Rep: Retno Wulandhari/ Red: Friska Yolandha
China telah mengeluarkan undang-undang baru yang membatasi aktivitas ekspor. Pembatasan ini dilakukan untuk melindungi keamanan nasional di China.
Foto: Antara/Sigid Kurniawan
China telah mengeluarkan undang-undang baru yang membatasi aktivitas ekspor. Pembatasan ini dilakukan untuk melindungi keamanan nasional di China.

REPUBLIKA.CO.ID, BEIJING -- China telah mengeluarkan undang-undang baru yang membatasi aktivitas ekspor. Pembatasan ini dilakukan untuk melindungi keamanan nasional di China. Langkah ini sekaligus sebagai balasan untuk Amerika Serikat (AS) yang sempat berseteru dengan China terkait perdagangan dan teknologi.

Dilansir AP News, Ahad (18/10), Undang-undang baru itu akan berlaku untuk semua perusahaan di China. Beleid tersebut telah disahkan pada Sabtu lalu oleh Komite Tetap Kongres Rakyat Nasional dan akan mulai berlaku pada 1 Desember mendatang.

Melalui hukum, China dapat melakukan aksi balasan terhadap negara atau wilayah yang menyalahgunakan aturan ekspor. Pembatasan ekspor dalan undang-undang baru akan berlaku untuk produk sipil, militer dan nuklir, serta barang, teknologi, dan layanan yang terkait dengan keamanan nasional. Daftar produk yang dibatasi akan dipublikasikan secepatnya. 
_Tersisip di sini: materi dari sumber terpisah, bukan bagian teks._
PR #263, opened 2026-05-26
claude: Surface scan findings inline for diagnosis (#158)

### LINKED ISSUE #158: Make scan findings easier to diagnose from CI logs
## Problem

When a scan fails (e.g., zizmor finds issues), the specific finding details (rule ID, file, line, message) are buried deep in the CI logs inside SARIF JSON. The step summary shows "zizmor reported N finding(s)" but doesn't say WHAT was found. Diagnosing requires:

1. Finding the right log section
2. Grepping for `ruleId` in JSON output
3. Correlating with the file/line from the SARIF

This is the experience wrangle adopters will have. An AI agent (or human) should be able to quickly see "zizmor/artipacked on .github/workflows/test-wrangle.yml line 15" without parsing raw SARIF from logs.

## Proposed improvements

1. **Step summary should list findings.** The `format_sarif_summary.sh` output should include rule IDs and locations, not just counts.
2. **Per-tool output.md should be human-readable.** Currently `sarif_to_md.sh` produces markdown — ensure it includes rule ID, file, line, and message for each finding.
3. **CI log output should print findings inline.** After each tool runs, print a one-line summary per finding to the log (not just the count).

## Context

Encountered while debugging zizmor findings on the companion repo's integration tests. Finding the actual `zizmor/artipacked` rule required multiple grep passes through the log output.

TomHennen:
Closes #158.

## Summary

Adopters debugging a failed wrangle scan currently see only a count (`zizmor reported 3 finding(s)`) and have to grep raw SARIF in the step summary or artifact to learn WHAT was flagged. This PR surfaces finding details at three layers:

- **Step summary** (`lib/format_sarif_summary.sh`): when a tool didn't supply `output.md` or `output.txt`, fall back to rendering the SARIF findings table via `sarif_to_md.sh`, so the `## Details` section always answers "what was found?"
- **CI log** (`lib/log_findings.sh`, new): emits one line per finding in the form
  ```
  wrangle: <tool>[<i>/<n>] <ruleId> <uri>:<line> -- <truncated message>
  ```
  invoked from a new "Log findings" step in `actions/scan/action.yml`. Purely informational (always exits 0); the pass/fail gate (`check_results.sh`) is untouched.
- **`sarif_to_md.sh`**: now sanitizes pipe characters in `ruleId` and `uri` too, not only `message`, so a malicious filename like `evil|name.yml` can't break the findings table.

## Safety

All SARIF content is attacker-controllable (file names, message text in any branch). Every embedded field passes through `wrangle_sanitize_output` (HTML strip + 64 KB truncate). Per-finding messages are independently capped to `WRANGLE_MAX_FINDING_MESSAGE` (default 100). Malformed SARIF is silently skipped in the log path (no double-reporting against `check_results.sh`, which remains the failure gate).

## Test plan

- [x] `./test.sh` passes (674 → 692 tests)
- [x] New tests cover: empty SARIF, malformed SARIF, HTML injection, missing location/ruleId defaults, message truncation, deterministic per-tool ordering, output.md precedence over fallback
- [x] `shellcheck` clean
- [ ] Verify in CI step summary & logs on the PR itself (dogfooding)

### DIFF
--- a/actions/scan/action.yml
+++ b/actions/scan/action.yml
@@ -92,6 +92,12 @@ runs:
     # Log per-finding lines to the CI log so adopters (and AI agents)
     # can see WHAT each tool flagged without parsing raw SARIF. Purely
     # informational — never affects the build outcome (issue #158).
+    #
+    # STEP ORDERING IS LOAD-BEARING: this step MUST run before
+    # "Check results" so the per-finding context appears ABOVE the
+    # red X failure line in the CI log. Reordering would silently
+    # defeat the issue #158 use case (adopters needing to see WHAT
+    # failed without scrolling past the failure summary).
     - name: Log findings
       if: always()
       shell: bash
--- a/actions/scan/action.yml
+++ b/actions/scan/action.yml
@@ -89,15 +89,9 @@ runs:
           "$WRANGLE_ROOT/lib/format_sarif_summary.sh" "$WRANGLE_METADATA_DIR" >> "$GITHUB_STEP_SUMMARY"
         fi
 
-    # Log per-finding lines to the CI log so adopters (and AI agents)
-    # can see WHAT each tool flagged without parsing raw SARIF. Purely
-    # informational — never affects the build outcome (issue #158).
-    #
-    # STEP ORDERING IS LOAD-BEARING: this step MUST run before
-    # "Check results" so the per-finding context appears ABOVE the
-    # red X failure line in the CI log. Reordering would silently
-    # defeat the issue #158 use case (adopters needing to see WHAT
-    # failed without scrolling past the failure summary).
+    # Per-finding CI-log lines. MUST run before "Check results" so the
+    # finding context appears above the failure line — reordering
+    # silently defeats issue #158.
     - name: Log findings
       if: always()
       shell: bash
--- a/actions/scan/action.yml
+++ b/actions/scan/action.yml
@@ -89,6 +89,19 @@ runs:
           "$WRANGLE_ROOT/lib/format_sarif_summary.sh" "$WRANGLE_METADATA_DIR" >> "$GITHUB_STEP_SUMMARY"
         fi
 
+    # Log per-finding lines to the CI log so adopters (and AI agents)
+    # can see WHAT each tool flagged without parsing raw SARIF. Purely
+    # informational — never affects the build outcome (issue #158).
+    - name: Log findings
+      if: always()
+      shell: bash
+      env:
+        WRANGLE_ROOT: ${{ github.action_path }}/../..
+      run: |
+        # shellcheck source=../../lib/env.sh
+        source "$WRANGLE_ROOT/lib/env.sh"
+        "$WRANGLE_ROOT/lib/log_findings.sh" "$WRANGLE_METADATA_DIR"
+
     # Check results: fail the check if any :fail-policy tool reported
     # findings. Tools with :info policy are noted but don't block.
     - name: Check results
--- a/lib/format_sarif_summary.sh
+++ b/lib/format_sarif_summary.sh
@@ -74,11 +74,24 @@ while IFS= read -r -d '' dir; do
         # WHAT was found in the step summary (issue #158) without
         # opening the raw SARIF artifact. Silently skip on invalid SARIF
         # — the table above already flagged it as "Error (invalid SARIF)".
-        if md_table="$("$SCRIPT_DIR/sarif_to_md.sh" "${dir}/output.sarif" 2>/dev/null)"; then
-            printf '## %s Details\n' "$safe_tool"
-            # sarif_to_md.sh already sanitizes its output; pass through.
-            printf '%s\n' "$md_table"
-            printf '\n'
+        # Skip the fallback entirely when there are zero findings: the
+        # top table already shows "No findings" for this tool, and
+        # emitting a redundant "## <tool> Details\nNo findings." section
+        # adds noise without information.
+        # Note on truncation budget: this fallback path is bounded by
+        # wrangle_sanitize_output inside sarif_to_md.sh (so the section
+        # is capped at $WRANGLE_MAX_SUMMARY, 64 KB default) — a separate
+        # budget from the `wrangle_sanitize_output < output.md` path
+        # above. Tools that ship their own output.md effectively get a
+        # second 64 KB headroom. See docs/SPEC.md §Shared Tool Helpers.
+        if num_sarif_findings="$(jq '[.runs[].results[]] | length' "${dir}/output.sarif" 2>/dev/null)" \
+            && [[ "$num_sarif_findings" -gt 0 ]]; then
+            if md_table="$("$SCRIPT_DIR/sarif_to_md.sh" "${dir}/output.sarif" 2>/dev/null)"; then
+                printf '## %s Details\n' "$safe_tool"
+                # sarif_to_md.sh already sanitizes its output; pass through.
+                printf '%s\n' "$md_table"
+                printf '\n'
+            fi
         fi
     fi
 done < <(find "$METADATA_DIR" -mindepth 1 -maxdepth 1 -type d -print0 2>/dev/null | sort -z)
--- a/lib/format_sarif_summary.sh
+++ b/lib/format_sarif_summary.sh
@@ -72,26 +72,20 @@ while IFS= read -r -d '' dir; do
         # Fallback: no tool-supplied human-readable output, but we have
         # SARIF. Render a findings table directly so adopters can see
         # WHAT was found in the step summary (issue #158) without
-        # opening the raw SARIF artifact. Silently skip on invalid SARIF
-        # — the table above already flagged it as "Error (invalid SARIF)".
-        # Skip the fallback entirely when there are zero findings: the
-        # top table already shows "No findings" for this tool, and
-        # emitting a redundant "## <tool> Details\nNo findings." section
-        # adds noise without information.
-        # Note on truncation budget: this fallback path is bounded by
-        # wrangle_sanitize_output inside sarif_to_md.sh (so the section
-        # is capped at $WRANGLE_MAX_SUMMARY, 64 KB default) — a separate
-        # budget from the `wrangle_sanitize_output < output.md` path
-        # above. Tools that ship their own output.md effectively get a
-        # second 64 KB headroom. See docs/SPEC.md §Shared Tool Helpers.
-        if num_sarif_findings="$(jq '[.runs[].results[]] | length' "${dir}/output.sarif" 2>/dev/null)" \
-            && [[ "$num_sarif_findings" -gt 0 ]]; then
-            if md_table="$("$SCRIPT_DIR/sarif_to_md.sh" "${dir}/output.sarif" 2>/dev/null)"; then
-                printf '## %s Details\n' "$safe_tool"
-                # sarif_to_md.sh already sanitizes its output; pass through.
-                printf '%s\n' "$md_table"
-                printf '\n'
-            fi
+        # opening the raw SARIF artifact. sarif_to_md.sh exits 2 on
+        # parse failure (already flagged "Error (invalid SARIF)" above)
+        # and prints the literal "No findings." string on zero findings;
+        # skip both cases — the top table already covers them and an
+        # empty "## <tool> Details" section is just noise.
+        # Truncation budget: bounded by wrangle_sanitize_output inside
+        # sarif_to_md.sh ($WRANGLE_MAX_SUMMARY, 64 KB default). See
+        # docs/SPEC.md §Shared Tool Helpers.
+        if md_table="$("$SCRIPT_DIR/sarif_to_md.sh" "${dir}/output.sarif" 2>/dev/null)" \
+            && [[ "$md_table" != "No findings." ]]; then
+            printf '## %s Details\n' "$safe_tool"
+            # sarif_to_md.sh already sanitizes its output; pass through.
+            printf '%s\n' "$md_table"
+            printf '\n'
         fi
     fi
 done < <(find "$METADATA_DIR" -mindepth 1 -maxdepth 1 -type d -print0 2>/dev/null | sort -z)
--- a/lib/format_sarif_summary.sh
+++ b/lib/format_sarif_summary.sh
@@ -68,5 +68,17 @@ while IFS= read -r -d '' dir; do
         # Sanitize markdown output: strip HTML tags, truncate
         wrangle_sanitize_output < "${dir}/output.md"
         printf '\n'
+    elif [[ -f "${dir}/output.sarif" ]]; then
+        # Fallback: no tool-supplied human-readable output, but we have
+        # SARIF. Render a findings table directly so adopters can see
+        # WHAT was found in the step summary (issue #158) without
+        # opening the raw SARIF artifact. Silently skip on invalid SARIF
+        # — the table above already flagged it as "Error (invalid SARIF)".
+        if md_table="$("$SCRIPT_DIR/sarif_to_md.sh" "${dir}/output.sarif" 2>/dev/null)"; then
+            printf '## %s Details\n' "$safe_tool"
+            # sarif_to_md.sh already sanitizes its output; pass through.
+            printf '%s\n' "$md_table"
+            printf '\n'
+        fi
     fi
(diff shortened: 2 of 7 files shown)


TomHennen (commented):
First pass review. Overall this looks solid — small, well-tested, doesn't touch the pass/fail gate, doesn't expose anything that wasn't already in the uploaded artifact, and faithfully addresses #158's three asks (step-summary fallback, `output.md` from SARIF, CI log line per finding). The SARIF fallback in `format_sarif_summary.sh` quietly makes SPEC.md §Adapter Contract lines 341-344 ("orchestrator generates output.md from output.sarif via lib/sarif_to_md.sh") actually true — until now no code path did that.

A handful of small items inline. Nothing I'd block on, but I'd appreciate the SPEC.md update and the doc/code mismatch fix before merge.

## SPEC.md not updated (please add to this PR)
1. Around line 901, note that `format_sarif_summary.sh` falls back to `sarif_to_md.sh` when neither `output.md` nor `output.txt` is present (finally matches the adapter-contract claim on line 341-344).
2. Short entry for `lib/log_findings.sh` alongside the other lib helpers — the tree diagram (~line 290) and a §Shared Tool Helpers blurb (~line 874-901), including the `WRANGLE_MAX_FINDING_MESSAGE` env var.

This is documentation-of-behavior, not a contract change, so it shouldn't need the issue-first discussion CLAUDE.md requires for spec changes — just please include it here rather than punt.

## Considered, not raised inline
- *Secret leakage:* new emitters surface only `ruleId`, `uri`, `line`, `message.text` — strictly a subset of what's already in the `wrangle-scan-results` artifact and step summary. `physicalLocation.region.snippet.text` is intentionally not surfaced. No new exposure surface relative to existing artifact upload.
- *GitHub log/summary limits:* worst-case 1k findings × 100 chars ≈ 100 KB, well below the 4 MB step-summary cap.
- *Permissions:* no new perms (logs + summary only; no PR-comment writes).
- *Backcompat:* existing tools that produce `output.md` are unchanged (precedence test covers it). New step always exits 0, can't break a passing build.
- *#262 fail-closed semantics:* `check_results.sh` untouched; new step runs before it under `if: always()`.
- *Dogfooding:* CI is green on this PR — confirms it at least doesn't break the happy path. Couldn't verify the new diagnostic output appears on the wrangle repo's own scans because the current run has no findings; would be good to manually verify on a synthetic failure once before release.

lib/log_findings.sh
```diff
@@ -0,0 +1,99 @@
...
+#
+# This is informational output for CI logs so adopters (and AI agents)
+# can see WHAT was found without parsing raw SARIF. It is decoupled
+# from check_results.sh (which gates pass/fail) — this script always
+# exits 0 and never affects the build outcome.
+#
+# Finding fields are sanitized:
+#   - ruleId, uri, line, and message have newlines collapsed and any
+#     character that would break the log line (control chars, pipes
+#     in ruleId/uri to keep them parseable) collapsed to spaces.
```
TomHennen: Doc/code mismatch: the header comment claims `pipes in ruleId/uri` are collapsed "to keep them parseable," but the jq pipeline below only does `gsub("[\r\n\t]"; " ")` on the *message* — and does nothing to ruleId/uri (other than the implicit `@tsv` escaping). Since this log format isn't a markdown table, pipes are functionally harmless, but please align the comment with actual behaviour (or actually scrub `|` if you intended to).

lib/log_findings.sh
```diff
@@ -0,0 +1,99 @@
...
+        i=$((i + 1))
+        # Sanitize each field. wrangle_sanitize_output strips HTML and
+        # truncates to MAX_SUMMARY_LENGTH — apply to each field rather
+        # than the whole line so the message budget is independent.
+        safe_rule="$(printf '%s' "$rule" | wrangle_sanitize_output)"
+        safe_uri="$(printf '%s' "$uri" | wrangle_sanitize_output)"
+        safe_line="$(printf '%s' "$line" | wrangle_sanitize_output)"
+        safe_message="$(printf '%s' "$message" \
+            | wrangle_sanitize_output \
+            | head -c "$MAX_FINDING_MESSAGE")"
```
TomHennen: `head -c` truncates by *bytes*, not characters. For UTF-8 messages this can leave a half-encoded multi-byte sequence at the end of `safe_message`, which CI log viewers will render as `?` / the replacement char. Low impact (cosmetic) and consistent with `wrangle_sanitize_output`'s own `head -c`, but worth a doc note (`// MAX_FINDING_MESSAGE bytes, not chars`) if you're not going to switch to `cut -c`.

lib/log_findings.sh
```diff
@@ -0,0 +1,99 @@
...
+    # Extract findings as TSV: ruleId<TAB>uri<TAB>line<TAB>message.
+    # Skip silently on parse errors — check_results.sh is the gate.
+    if ! findings="$(jq -r '
+      .runs[].results[] |
+        [
+          (.ruleId // "unknown-rule"),
+          (.locations[0].physicalLocation.artifactLocation.uri // "unknown"),
+          ((.locations[0].physicalLocation.region.startLine // "?") | tostring),
+          ((.message.text // "") | gsub("[\r\n\t]"; " "))
+        ] | @tsv
```
TomHennen, line 84: The TSV scrubbing only collapses `\r\n\t` in `message.text`. `ruleId` and `uri` are also attacker-controllable but only get jq's `@tsv` escaping (which escapes embedded tabs/newlines to literal `\t`/`\n` *strings*, not real control chars — so the field split stays correct). Net effect: a malicious uri like `evil<TAB>file.yml` will render in the CI log as `evil\tfile.yml`. Functionally fine. For consistency and to make the contract obvious to a future reader, consider applying the same `gsub("[\r\n\t]"; " ")` to `ruleId` and `uri` too.

lib/log_findings.sh
```diff
@@ -0,0 +1,99 @@
...
+
+# shellcheck source=sanitize.sh
+source "$SCRIPT_DIR/sanitize.sh"
+
+# Maximum characters for a per-finding message in the log line.
+MAX_FINDING_MESSAGE="${WRANGLE_MAX_FINDING_MESSAGE:-100}"
+
+if [[ $# -ne 1 ]]; then
+    printf 'Usage: log_findings.sh <metadata_dir>\n' >&2
+    exit 1
```
TomHennen: Inconsistent exit semantics: the arg-count error exits 1, but every other failure mode (missing dir, malformed SARIF, jq parse error) exits 0 — rationale being "check_results.sh is the gate, stay informational." Consider exit-code 2 for the usage error, to match the pattern used in `sarif_to_md.sh` (exit 1 for missing arg/file, exit 2 for invalid JSON) and `check_results.sh` (exit 2 for usage error). As-is, this script's exit-code dictionary is the odd one out among the lib/ scripts.

lib/log_findings.sh
```diff
@@ -0,0 +1,99 @@
...
+          ((.locations[0].physicalLocation.region.startLine // "?") | tostring),
+          ((.message.text // "") | gsub("[\r\n\t]"; " "))
+        ] | @tsv
+    ' "$sarif" 2>/dev/null)"; then
+        continue
+    fi
+
+    [[ -n "$findings" ]] || continue
+
+    total="$(printf '%s\n' "$findings" | wc -l | tr -d ' ')"
```
TomHennen, line 95: `wc -l` counts trailing newlines, and command substitution `$(jq ...)` strips them, so for N findings `findings` has N-1 embedded newlines and `printf '%s\n' "$findings" | wc -l` adds the final one → N. Correct, but fragile reasoning. A one-line comment explaining *why* the printf wrapper is needed (force a trailing newline so the final line counts) would save a future reader a head-scratch.

lib/format_sarif_summary.sh
```diff
@@ -68,5 +68,17 @@ while IFS= read -r -d '' dir; do
         # Sanitize markdown output: strip HTML tags, truncate
         wrangle_sanitize_output < "${dir}/output.md"
         printf '\n'
+    elif [[ -f "${dir}/output.sarif" ]]; then
+        # Fallback: no tool-supplied human-readable output, but we have
+        # SARIF. Render a findings table directly so adopters can see
+        # WHAT was found in the step summary (issue #158) without
+        # opening the raw SARIF artifact. Silently skip on invalid SARIF
+        # — the table above already flagged it as "Error (invalid SARIF)".
+        if md_table="$("$SCRIPT_DIR/sarif_to_md.sh" "${dir}/output.sarif" 2>/dev/null)"; then
```
TomHennen: Minor: when SARIF has zero findings, `sarif_to_md.sh` exits 0 and prints `No findings.\n`, so this fallback emits a `## <tool> Details\nNo findings.` section *in addition to* the "No findings" cell in the top table. Redundant but not broken. The new test `SARIF-only tool with no findings produces no findings rows` only asserts absence of the table header, not absence of the section. Suggest either (a) skipping the fallback when `num_findings == 0` (you already computed it in the first loop — could plumb through), or (b) extending the test to assert the redundant section is intentionally present.

lib/format_sarif_summary.sh
```diff
@@ -68,5 +68,17 @@ while IFS= read -r -d '' dir; do
...
+            printf '## %s Details\n' "$safe_tool"
+            # sarif_to_md.sh already sanitizes its output; pass through.
+            printf '%s\n' "$md_table"
+            printf '\n'
+        fi
```
TomHennen, line 89: Asymmetric truncation budget worth flagging in SPEC.md: `sarif_to_md.sh` pipes its final output through `wrangle_sanitize_output` (sarif_to_md.sh:83), so the SARIF-fallback details section is capped at `WRANGLE_MAX_SUMMARY` (64 KB default). Tools that ship their own `output.md` go through `wrangle_sanitize_output < output.md` on line 69 — a separate 64 KB budget. So fallback-rendered tools get less detail headroom than tools that hand-roll their `output.md`. Not a bug — but please document it where you describe the fallback.

actions/scan/action.yml
```diff
@@ -89,6 +89,19 @@ runs:
...
+    # informational — never affects the build outcome (issue #158).
+    - name: Log findings
+      if: always()
+      shell: bash
+      env:
+        WRANGLE_ROOT: ${{ github.action_path }}/../..
+      run: |
+        # shellcheck source=../../lib/env.sh
+        source "$WRANGLE_ROOT/lib/env.sh"
+        "$WRANGLE_ROOT/lib/log_findings.sh" "$WRANGLE_METADATA_DIR"
```
TomHennen, line 103: Step ordering is load-bearing: "Log findings" runs *before* "Check results" (lines 95-103 vs 107-117). That's the right call — you want the per-finding context above the red ❌ in the log — but a future refactor that re-orders these three steps could silently make the diagnostic output appear *after* the failure line, defeating the issue #158 use case. Please add a one-line comment here (or above "Check results") noting the ordering is intentional.

test/test_log_findings.bats
```diff
@@ -0,0 +1,183 @@
...
+        "results":[{
+          "ruleId":"long-msg",
+          "message":{"text":"aaaaaaaaaaaaaaaaaaaaaaaaaaaaaaaaaaaaaaaaaaaaaaaaaaaaaaaaaa"},
+          "locations":[{"physicalLocation":{"artifactLocation":{"uri":"x.yml"},"region":{"startLine":1}}}]
+        }]
+      }]
+    }' > "$METADATA/zizmor/output.sarif"
+
+    run env WRANGLE_MAX_FINDING_MESSAGE=20 "$SCRIPT" "$METADATA"
+
```
TomHennen, line 149: The truncation test sets `WRANGLE_MAX_FINDING_MESSAGE=20` and asserts `${#msg} -le 20`. Worth also asserting `${#msg} -eq 20` (or a tight lower bound) to catch the regression where truncation becomes too aggressive (e.g., `head -c` swapped for `cut -c1-N` with off-by-one). Optional polish.

test/test_log_findings.bats
```diff
@@ -0,0 +1,183 @@
...
+    [[ "$output" == *"wrangle: zizmor[2/2] TEST-001 src/utils.c:42"* ]]
+    [[ "$output" == *"A test vulnerability was found"* ]]
+    [[ "$output" == *"Another test finding"* ]]
+}
+
+@test "log_findings: emits exactly N lines for N findings" {
+    mkdir -p "$METADATA/zizmor"
+    cp "$ORIG_DIR/test/fixtures/findings.sarif" "$METADATA/zizmor/output.sarif"
+
+    line_count=$("$SCRIPT" "$METADATA" | wc -l | tr -d ' ')
```
TomHennen, line 76: Missing test: a SARIF result with *multiple* `locations[]` entries. The script always uses `.locations[0]` — correct per SARIF (locations[0] is the primary), but a regression test pinning that would protect against someone "helpfully" switching to `.locations[]` and producing N×M log lines. Optional.

lib/log_findings.sh
TomHennen: Done in 24a5907: aligned the header comment with the actual behaviour. Header now says `ruleId, uri, and message have \\r\\n\\t collapsed to spaces` (line is numeric). Also (per the sibling comment on line 67) the gsub is now applied symmetrically to ruleId and uri in the jq pipeline.

lib/log_findings.sh
TomHennen: Done in 24a5907: added an inline note that `MAX_FINDING_MESSAGE` is byte-based (consistent with `wrangle_sanitize_output`'s own `head -c`) and called out that a UTF-8 multibyte sequence at the boundary may render as a replacement char. Did not swap to `cut -c` to stay consistent with the rest of the lib/ helpers.

lib/log_findings.sh
TomHennen: Done in 24a5907: applied `gsub("[\\r\\n\\t]"; " ")` to ruleId and uri in the jq pipeline (was previously only on message). One log line per finding regardless of which field contains a control char.

lib/log_findings.sh
TomHennen: Done in 24a5907: usage error now exits 2 to match `sarif_to_md.sh` and `check_results.sh`. Updated the matching bats test and added an explicit Exit Codes block to the header comment.

lib/log_findings.sh
TomHennen: Done in 24a5907: added a comment above the `wc -l` explaining that `$(jq ...)` strips the trailing newline, so the `printf '%s\\n'` wrapper exists to make the final line count.

lib/format_sarif_summary.sh
TomHennen: Done in 24a5907: went with option (a) — skip the fallback entirely when `num_findings == 0`. The top table already shows "No findings" for that tool, so the redundant section is now suppressed. Added a comment explaining the choice.

lib/format_sarif_summary.sh
TomHennen: Done in 24a5907: documented the asymmetric truncation budget in SPEC.md \§Shared Tool Helpers (fallback path bounded by `wrangle_sanitize_output` inside `sarif_to_md.sh`, shares one 64 KB budget; tools shipping their own `output.md` get a separate 64 KB on the `wrangle_sanitize_output < output.md` path). Also added an inline comment in `format_sarif_summary.sh` near the fallback.

actions/scan/action.yml
TomHennen: Done in 24a5907: added a multi-line "STEP ORDERING IS LOAD-BEARING" comment above the `Log findings` step explaining why it must run before `Check results` (per-finding context must appear above the red X failure line) so a future refactor doesn't silently defeat issue #158.

test/test_log_findings.bats
TomHennen: Done in 24a5907: tightened to `[[ ${#msg} -eq 20 ]]` with a comment explaining that pinning exact equality catches over-aggressive truncation (e.g., `head -c` swapped for `cut -c1-N` with an off-by-one).

test/test_log_findings.bats
TomHennen: Done in 24a5907: added `log_findings: result with multiple locations emits exactly one line (primary only)`. Builds a synthetic SARIF with three locations and asserts (a) line count is 1, (b) the rendered URI is the primary, (c) secondary/tertiary URIs do NOT appear in the output.

TomHennen (commented):
LGTM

Undang-undang baru memungkinkan Beijing untuk membalas dendam terhadap AS. Dalam beberapa bulan terakhir, AS telah memblokir perusahaan teknologi China seperti Huawei, aplikasi TikTok Bytedance dan aplikasi perpesanan Tencent WeChat dengan alasan menimbulkan ancaman keamanan nasional, termasuk data mereka. 

Perusahaan dan individu yang membahayakan keamanan nasional dengan melanggar undang-undang kontrol ekspor baru, termasuk yang berada di luar China, dapat menghadapi tuntutan pidana. Pelanggaran hukum, seperti mengekspor barang tanpa izin, dapat mengakibatkan denda 5 juta yuan atau setara Rp 11 miliar atau hingga 20 kali nilai bisnis dari transaksi ilegal.

Undang-undang baru tersebut menambah ketidakpastian yang berkembang dari kesepakatan Bytedance untuk menjual aplikasi videonya TikTok ke perusahaan AS Oracle Corp. Pada bulan Agustus, China menambahkan teknologi termasuk pengenalan suara, analisis teks, dan rekomendasi konten ke daftar ekspor yang diatur.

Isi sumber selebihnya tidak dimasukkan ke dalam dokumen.